• Exercise aim: Only one stretch of the data is wanted: the line containing "PR #1560, opened 2020-05-28", the line containing "import static com.google.common.base.Preconditions.checkNotNull;", and every line between them, copied exactly.

┄┄┄┄┄┄┄┄┄┄┄┄┄┄┄┄┄┄┄┄

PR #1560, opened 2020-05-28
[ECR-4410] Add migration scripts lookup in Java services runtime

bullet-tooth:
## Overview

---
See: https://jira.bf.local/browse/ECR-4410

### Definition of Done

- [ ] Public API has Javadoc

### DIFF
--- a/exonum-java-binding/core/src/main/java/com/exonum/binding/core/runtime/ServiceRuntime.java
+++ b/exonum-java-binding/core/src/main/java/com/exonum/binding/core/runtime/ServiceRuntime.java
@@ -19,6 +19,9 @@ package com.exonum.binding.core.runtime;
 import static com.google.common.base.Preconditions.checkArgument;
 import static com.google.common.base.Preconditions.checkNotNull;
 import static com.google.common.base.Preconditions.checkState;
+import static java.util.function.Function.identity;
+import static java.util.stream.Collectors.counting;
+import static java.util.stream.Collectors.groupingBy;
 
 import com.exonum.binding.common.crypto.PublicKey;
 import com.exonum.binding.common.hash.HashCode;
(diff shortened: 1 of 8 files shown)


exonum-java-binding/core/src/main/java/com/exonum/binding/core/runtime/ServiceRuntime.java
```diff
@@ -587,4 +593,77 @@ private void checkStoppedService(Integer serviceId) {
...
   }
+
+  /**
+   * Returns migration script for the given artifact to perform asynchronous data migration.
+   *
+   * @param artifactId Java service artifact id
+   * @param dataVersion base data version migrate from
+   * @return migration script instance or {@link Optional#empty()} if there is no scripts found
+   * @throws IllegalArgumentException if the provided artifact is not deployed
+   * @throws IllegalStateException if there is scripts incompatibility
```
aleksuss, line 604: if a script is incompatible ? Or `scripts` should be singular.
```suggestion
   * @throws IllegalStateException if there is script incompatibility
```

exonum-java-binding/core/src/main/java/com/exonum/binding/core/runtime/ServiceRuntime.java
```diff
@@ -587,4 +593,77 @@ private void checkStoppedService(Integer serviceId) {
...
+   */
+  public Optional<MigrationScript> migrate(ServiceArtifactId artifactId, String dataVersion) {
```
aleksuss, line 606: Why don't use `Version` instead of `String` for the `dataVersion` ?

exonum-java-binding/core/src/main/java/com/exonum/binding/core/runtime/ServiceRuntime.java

┄┄┄┄┄┄┄┄┄┄┄┄┄┄┄┄┄┄┄┄

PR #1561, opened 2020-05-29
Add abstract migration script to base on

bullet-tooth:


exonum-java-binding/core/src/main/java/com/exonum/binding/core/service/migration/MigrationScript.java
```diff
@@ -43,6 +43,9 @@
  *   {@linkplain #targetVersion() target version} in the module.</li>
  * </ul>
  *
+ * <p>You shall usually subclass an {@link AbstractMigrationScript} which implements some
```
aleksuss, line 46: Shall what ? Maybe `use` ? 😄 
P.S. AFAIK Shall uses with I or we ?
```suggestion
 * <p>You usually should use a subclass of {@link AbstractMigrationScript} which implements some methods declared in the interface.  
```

┄┄┄┄┄┄┄┄┄┄┄┄┄┄┄┄┄┄┄┄

• Exercise solution:
PR #1560, opened 2020-05-28
[ECR-4410] Add migration scripts lookup in Java services runtime

bullet-tooth:
## Overview

---
See: https://jira.bf.local/browse/ECR-4410

### Definition of Done

- [ ] Public API has Javadoc

### DIFF
--- a/exonum-java-binding/core/src/main/java/com/exonum/binding/core/runtime/ServiceRuntime.java
+++ b/exonum-java-binding/core/src/main/java/com/exonum/binding/core/runtime/ServiceRuntime.java
@@ -19,6 +19,9 @@ package com.exonum.binding.core.runtime;
 import static com.google.common.base.Preconditions.checkArgument;
 import static com.google.common.base.Preconditions.checkNotNull;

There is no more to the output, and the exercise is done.